Problem statement:
From the records below, copy each line that has the word "handle" in it.

──────

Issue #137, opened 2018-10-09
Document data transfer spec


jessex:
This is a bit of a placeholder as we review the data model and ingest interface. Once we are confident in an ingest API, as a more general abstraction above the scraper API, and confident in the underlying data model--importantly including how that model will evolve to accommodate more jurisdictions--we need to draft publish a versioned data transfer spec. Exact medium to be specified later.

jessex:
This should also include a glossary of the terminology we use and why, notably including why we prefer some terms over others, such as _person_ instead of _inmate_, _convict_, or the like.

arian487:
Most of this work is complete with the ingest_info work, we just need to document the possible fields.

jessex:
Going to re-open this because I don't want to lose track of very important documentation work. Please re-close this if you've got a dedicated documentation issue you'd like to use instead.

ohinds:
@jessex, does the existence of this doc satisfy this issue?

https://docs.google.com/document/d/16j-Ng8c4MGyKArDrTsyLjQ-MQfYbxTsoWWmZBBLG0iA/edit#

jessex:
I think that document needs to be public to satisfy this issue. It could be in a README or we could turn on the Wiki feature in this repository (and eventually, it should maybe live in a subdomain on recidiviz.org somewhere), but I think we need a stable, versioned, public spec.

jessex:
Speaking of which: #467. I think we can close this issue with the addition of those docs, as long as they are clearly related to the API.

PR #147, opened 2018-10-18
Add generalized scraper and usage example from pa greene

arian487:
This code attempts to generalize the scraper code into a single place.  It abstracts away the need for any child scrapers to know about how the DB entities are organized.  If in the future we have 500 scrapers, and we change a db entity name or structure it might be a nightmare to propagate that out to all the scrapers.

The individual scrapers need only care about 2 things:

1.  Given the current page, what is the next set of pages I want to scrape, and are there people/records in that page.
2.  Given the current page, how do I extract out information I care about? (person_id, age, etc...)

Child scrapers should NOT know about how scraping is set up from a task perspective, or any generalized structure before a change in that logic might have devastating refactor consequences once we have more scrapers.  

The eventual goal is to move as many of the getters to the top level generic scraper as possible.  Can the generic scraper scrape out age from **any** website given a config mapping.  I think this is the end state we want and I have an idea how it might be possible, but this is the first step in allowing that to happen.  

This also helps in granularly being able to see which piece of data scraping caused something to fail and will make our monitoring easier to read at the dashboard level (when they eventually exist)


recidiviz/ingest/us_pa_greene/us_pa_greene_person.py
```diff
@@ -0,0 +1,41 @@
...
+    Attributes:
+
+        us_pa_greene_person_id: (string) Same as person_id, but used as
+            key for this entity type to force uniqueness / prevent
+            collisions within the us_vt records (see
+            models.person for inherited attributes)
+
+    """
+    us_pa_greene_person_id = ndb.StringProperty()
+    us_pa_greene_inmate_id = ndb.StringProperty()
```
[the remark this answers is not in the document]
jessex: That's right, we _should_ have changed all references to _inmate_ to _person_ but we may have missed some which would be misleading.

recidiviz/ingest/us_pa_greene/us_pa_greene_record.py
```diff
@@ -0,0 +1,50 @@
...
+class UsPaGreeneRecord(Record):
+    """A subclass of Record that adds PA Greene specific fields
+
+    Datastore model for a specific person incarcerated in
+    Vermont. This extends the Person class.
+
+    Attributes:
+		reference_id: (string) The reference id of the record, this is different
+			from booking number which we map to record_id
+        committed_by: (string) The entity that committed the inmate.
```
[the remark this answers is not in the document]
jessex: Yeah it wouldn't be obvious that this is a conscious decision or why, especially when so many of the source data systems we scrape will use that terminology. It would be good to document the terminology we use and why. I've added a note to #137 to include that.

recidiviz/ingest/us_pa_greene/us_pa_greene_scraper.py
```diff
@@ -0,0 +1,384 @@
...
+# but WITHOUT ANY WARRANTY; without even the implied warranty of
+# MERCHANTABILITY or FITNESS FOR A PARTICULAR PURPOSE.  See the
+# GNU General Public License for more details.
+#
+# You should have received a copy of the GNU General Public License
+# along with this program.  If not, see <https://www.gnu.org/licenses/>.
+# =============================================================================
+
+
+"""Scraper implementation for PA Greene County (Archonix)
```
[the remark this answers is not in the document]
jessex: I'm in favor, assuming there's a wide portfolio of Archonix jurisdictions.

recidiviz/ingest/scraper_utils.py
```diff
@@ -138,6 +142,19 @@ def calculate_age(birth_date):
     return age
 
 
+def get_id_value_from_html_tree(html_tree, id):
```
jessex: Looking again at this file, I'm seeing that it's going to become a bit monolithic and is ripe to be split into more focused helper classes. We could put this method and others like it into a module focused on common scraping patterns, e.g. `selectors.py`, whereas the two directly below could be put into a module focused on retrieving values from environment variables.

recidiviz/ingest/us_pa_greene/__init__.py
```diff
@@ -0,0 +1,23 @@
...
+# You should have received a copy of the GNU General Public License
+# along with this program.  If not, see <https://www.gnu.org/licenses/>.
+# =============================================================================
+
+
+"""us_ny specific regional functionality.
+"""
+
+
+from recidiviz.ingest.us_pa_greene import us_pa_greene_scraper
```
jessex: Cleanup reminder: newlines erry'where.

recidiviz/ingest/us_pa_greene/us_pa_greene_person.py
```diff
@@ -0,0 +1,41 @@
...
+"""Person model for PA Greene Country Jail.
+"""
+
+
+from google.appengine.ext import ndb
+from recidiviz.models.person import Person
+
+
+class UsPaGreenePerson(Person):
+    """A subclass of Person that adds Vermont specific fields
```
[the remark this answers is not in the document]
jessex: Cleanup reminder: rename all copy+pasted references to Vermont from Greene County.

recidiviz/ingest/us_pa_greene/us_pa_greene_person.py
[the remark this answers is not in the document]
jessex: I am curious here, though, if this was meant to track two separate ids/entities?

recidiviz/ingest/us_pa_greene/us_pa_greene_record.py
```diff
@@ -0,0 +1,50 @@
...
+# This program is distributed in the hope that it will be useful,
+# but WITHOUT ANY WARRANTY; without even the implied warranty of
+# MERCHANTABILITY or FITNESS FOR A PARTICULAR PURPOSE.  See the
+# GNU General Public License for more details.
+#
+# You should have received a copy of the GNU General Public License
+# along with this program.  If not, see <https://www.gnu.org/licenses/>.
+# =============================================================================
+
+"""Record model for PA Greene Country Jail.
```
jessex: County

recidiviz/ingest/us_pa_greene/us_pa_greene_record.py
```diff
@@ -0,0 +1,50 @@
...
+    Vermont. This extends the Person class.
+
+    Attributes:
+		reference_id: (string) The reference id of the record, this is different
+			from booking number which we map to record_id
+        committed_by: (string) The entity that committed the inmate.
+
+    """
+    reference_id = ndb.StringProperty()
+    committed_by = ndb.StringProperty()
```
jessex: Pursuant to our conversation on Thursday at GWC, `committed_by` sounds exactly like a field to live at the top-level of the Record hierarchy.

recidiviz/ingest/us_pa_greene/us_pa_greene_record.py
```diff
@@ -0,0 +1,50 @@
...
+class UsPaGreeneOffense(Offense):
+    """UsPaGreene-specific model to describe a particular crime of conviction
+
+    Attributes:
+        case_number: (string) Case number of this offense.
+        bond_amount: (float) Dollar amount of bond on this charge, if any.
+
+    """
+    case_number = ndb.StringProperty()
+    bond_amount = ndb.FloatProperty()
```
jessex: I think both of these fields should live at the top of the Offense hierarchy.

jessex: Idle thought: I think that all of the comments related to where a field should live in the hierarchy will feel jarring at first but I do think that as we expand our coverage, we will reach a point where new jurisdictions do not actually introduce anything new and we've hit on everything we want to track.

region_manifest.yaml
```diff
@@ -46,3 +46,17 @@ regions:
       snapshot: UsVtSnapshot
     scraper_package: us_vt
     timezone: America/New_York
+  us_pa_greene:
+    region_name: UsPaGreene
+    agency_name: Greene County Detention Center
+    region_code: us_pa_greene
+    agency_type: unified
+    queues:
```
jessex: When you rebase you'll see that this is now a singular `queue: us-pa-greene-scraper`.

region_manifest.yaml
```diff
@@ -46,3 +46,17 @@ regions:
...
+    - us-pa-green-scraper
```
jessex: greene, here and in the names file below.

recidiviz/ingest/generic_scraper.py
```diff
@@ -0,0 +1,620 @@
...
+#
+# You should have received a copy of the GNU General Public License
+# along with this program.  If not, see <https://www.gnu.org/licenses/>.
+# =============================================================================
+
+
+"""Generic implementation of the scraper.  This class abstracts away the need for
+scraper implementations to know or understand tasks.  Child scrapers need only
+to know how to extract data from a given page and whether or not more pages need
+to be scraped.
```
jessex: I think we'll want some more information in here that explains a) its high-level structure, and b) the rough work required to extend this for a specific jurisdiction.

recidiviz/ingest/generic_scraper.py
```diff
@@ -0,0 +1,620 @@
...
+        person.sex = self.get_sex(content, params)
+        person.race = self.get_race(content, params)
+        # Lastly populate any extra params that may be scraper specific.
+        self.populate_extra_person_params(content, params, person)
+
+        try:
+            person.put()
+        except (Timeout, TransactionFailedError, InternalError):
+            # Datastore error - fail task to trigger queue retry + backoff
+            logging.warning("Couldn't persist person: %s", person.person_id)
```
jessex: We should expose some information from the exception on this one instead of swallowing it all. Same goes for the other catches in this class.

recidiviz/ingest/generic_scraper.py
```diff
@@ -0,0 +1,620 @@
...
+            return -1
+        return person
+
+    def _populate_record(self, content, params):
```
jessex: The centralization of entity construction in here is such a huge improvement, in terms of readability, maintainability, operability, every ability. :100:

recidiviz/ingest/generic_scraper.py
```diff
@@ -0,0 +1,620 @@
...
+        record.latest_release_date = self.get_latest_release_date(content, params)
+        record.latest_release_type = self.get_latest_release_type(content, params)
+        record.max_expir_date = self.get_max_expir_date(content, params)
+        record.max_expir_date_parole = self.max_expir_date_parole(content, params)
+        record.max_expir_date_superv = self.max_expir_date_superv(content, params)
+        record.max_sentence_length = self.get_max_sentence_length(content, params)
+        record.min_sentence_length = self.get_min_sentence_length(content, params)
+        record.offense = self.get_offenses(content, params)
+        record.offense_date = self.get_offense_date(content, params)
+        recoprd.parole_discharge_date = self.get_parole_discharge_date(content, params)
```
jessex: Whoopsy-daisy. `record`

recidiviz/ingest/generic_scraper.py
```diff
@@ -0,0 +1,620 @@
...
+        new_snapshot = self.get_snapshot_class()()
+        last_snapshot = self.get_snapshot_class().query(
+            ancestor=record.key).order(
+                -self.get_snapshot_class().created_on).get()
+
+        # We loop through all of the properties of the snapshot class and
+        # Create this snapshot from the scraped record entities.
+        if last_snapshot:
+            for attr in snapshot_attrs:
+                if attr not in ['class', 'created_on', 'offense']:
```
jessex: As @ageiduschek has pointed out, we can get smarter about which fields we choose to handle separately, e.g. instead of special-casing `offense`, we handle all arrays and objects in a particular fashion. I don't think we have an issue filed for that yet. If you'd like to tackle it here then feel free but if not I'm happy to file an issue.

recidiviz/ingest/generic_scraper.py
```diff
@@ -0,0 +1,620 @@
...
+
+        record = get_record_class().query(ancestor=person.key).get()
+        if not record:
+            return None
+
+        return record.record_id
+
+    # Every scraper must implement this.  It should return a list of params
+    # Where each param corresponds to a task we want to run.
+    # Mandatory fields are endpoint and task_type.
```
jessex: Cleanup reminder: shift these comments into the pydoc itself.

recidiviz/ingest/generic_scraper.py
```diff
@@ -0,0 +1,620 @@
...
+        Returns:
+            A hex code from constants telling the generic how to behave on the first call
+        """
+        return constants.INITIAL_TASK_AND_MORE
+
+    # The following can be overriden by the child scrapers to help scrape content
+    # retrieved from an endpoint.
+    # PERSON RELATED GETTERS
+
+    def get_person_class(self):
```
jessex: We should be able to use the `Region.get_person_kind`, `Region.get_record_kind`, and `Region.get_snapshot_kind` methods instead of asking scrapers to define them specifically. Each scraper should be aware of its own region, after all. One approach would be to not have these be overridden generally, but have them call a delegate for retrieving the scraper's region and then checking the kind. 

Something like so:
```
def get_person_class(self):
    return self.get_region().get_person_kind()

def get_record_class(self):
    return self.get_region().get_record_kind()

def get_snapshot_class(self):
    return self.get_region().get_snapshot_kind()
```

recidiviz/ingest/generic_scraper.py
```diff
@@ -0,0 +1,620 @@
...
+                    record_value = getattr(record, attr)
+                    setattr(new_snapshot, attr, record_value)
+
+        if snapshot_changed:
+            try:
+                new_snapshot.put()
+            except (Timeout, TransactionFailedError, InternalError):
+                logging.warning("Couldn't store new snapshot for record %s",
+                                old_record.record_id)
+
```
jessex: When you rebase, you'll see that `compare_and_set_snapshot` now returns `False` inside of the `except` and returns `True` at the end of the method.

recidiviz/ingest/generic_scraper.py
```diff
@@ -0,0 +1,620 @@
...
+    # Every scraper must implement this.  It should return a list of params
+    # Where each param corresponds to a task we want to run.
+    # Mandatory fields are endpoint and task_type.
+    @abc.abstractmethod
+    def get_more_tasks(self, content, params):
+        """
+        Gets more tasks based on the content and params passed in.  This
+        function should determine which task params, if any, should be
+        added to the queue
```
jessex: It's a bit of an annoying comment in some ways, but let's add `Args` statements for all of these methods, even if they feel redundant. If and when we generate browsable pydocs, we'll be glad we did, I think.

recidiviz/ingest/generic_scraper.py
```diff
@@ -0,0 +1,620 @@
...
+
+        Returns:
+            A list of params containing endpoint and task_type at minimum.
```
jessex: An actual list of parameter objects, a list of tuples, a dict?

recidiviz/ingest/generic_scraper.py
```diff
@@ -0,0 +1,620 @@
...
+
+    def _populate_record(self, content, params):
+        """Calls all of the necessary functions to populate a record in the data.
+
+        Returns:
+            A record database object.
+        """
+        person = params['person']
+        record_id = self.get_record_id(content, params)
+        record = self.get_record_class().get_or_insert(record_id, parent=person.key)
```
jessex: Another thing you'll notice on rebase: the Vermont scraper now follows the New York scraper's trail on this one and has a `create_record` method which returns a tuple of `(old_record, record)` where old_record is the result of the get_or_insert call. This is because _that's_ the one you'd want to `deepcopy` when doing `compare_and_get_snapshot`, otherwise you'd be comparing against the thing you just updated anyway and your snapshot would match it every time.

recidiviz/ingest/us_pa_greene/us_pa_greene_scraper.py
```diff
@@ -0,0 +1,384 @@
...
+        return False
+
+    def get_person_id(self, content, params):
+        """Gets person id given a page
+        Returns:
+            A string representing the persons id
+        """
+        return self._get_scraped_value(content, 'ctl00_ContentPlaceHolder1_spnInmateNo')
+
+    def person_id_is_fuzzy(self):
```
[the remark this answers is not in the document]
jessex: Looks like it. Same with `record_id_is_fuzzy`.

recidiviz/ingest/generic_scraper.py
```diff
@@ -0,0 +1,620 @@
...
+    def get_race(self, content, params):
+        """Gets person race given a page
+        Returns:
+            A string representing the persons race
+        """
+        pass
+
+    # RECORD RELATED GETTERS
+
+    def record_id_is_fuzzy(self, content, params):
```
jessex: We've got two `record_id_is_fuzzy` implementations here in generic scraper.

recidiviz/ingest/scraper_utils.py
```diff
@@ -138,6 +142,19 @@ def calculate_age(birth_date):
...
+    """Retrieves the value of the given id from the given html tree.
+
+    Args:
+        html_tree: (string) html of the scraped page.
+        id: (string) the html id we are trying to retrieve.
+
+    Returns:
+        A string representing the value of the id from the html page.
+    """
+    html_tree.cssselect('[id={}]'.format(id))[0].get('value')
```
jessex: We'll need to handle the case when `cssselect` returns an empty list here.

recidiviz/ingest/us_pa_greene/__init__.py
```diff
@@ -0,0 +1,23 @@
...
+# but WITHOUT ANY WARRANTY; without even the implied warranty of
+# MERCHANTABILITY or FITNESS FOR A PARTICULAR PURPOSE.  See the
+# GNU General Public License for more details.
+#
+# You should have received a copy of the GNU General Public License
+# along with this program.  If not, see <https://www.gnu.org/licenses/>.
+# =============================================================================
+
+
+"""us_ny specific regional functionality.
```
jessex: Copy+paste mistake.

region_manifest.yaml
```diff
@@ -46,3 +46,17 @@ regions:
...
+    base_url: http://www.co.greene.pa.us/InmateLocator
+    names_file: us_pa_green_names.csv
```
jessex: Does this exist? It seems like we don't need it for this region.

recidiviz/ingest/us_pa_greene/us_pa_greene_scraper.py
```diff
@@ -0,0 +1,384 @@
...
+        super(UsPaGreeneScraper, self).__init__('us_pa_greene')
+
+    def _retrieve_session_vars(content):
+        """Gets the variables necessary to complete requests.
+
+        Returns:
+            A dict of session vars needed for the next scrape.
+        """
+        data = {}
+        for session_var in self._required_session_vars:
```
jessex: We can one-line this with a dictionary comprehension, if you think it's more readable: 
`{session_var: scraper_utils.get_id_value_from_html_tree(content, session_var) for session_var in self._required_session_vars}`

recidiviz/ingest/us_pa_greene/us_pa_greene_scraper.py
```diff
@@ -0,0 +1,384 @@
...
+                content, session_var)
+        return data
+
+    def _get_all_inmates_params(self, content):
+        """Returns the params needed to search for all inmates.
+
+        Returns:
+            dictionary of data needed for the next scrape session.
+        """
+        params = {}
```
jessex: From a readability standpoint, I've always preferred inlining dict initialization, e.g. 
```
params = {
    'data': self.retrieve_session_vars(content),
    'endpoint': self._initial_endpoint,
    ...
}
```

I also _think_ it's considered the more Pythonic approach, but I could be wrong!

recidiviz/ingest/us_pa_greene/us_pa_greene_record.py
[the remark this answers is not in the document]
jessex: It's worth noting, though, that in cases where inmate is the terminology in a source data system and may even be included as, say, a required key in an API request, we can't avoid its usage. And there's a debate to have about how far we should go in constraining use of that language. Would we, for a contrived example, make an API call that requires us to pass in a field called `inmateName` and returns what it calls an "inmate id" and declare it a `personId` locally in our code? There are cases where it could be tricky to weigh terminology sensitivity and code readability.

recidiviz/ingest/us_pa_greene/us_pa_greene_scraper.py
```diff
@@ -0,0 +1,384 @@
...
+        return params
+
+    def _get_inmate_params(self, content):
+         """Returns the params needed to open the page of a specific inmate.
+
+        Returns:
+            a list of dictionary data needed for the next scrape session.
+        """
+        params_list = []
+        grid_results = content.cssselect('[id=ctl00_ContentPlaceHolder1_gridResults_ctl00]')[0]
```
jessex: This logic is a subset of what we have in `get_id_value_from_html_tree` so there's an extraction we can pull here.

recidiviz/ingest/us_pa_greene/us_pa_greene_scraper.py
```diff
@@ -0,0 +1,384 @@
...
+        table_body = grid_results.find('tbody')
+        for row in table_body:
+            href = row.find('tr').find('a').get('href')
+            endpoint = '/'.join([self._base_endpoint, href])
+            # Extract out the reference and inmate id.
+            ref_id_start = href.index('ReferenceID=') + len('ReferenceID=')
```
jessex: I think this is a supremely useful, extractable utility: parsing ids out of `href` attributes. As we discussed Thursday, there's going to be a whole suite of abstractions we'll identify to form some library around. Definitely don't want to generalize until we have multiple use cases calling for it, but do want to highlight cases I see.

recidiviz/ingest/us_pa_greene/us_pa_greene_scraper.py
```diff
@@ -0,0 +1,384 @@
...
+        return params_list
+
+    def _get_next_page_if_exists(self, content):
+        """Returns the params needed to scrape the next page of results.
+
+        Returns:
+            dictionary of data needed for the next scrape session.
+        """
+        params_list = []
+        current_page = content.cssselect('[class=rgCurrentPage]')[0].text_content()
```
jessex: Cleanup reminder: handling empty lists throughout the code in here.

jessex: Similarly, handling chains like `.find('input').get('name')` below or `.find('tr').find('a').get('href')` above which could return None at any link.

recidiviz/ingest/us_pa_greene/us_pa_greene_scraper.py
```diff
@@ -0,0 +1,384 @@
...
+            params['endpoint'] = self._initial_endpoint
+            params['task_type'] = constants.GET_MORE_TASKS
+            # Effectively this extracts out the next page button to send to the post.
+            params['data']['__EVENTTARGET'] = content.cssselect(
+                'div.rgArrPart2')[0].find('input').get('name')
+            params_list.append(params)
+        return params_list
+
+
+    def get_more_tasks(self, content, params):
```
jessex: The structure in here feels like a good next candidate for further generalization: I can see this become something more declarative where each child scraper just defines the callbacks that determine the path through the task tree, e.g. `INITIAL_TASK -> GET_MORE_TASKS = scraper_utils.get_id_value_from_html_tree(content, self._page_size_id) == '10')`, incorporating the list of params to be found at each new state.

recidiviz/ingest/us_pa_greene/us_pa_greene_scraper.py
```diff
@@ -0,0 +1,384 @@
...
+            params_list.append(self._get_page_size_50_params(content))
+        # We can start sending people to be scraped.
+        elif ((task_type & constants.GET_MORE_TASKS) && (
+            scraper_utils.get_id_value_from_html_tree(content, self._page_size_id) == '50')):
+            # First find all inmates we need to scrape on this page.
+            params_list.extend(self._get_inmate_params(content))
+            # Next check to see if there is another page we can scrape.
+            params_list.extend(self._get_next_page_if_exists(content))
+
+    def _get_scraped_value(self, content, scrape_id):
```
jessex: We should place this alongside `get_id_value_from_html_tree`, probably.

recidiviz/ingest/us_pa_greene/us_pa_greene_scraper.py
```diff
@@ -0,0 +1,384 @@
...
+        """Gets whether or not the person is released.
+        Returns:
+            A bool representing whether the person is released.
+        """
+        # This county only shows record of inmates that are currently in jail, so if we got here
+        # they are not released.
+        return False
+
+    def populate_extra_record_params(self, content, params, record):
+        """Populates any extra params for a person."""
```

──────

Finished task:
jessex: As @ageiduschek has pointed out, we can get smarter about which fields we choose to handle separately, e.g. instead of special-casing `offense`, we handle all arrays and objects in a particular fashion. I don't think we have an issue filed for that yet. If you'd like to tackle it here then feel free but if not I'm happy to file an issue.
jessex: We'll need to handle the case when `cssselect` returns an empty list here.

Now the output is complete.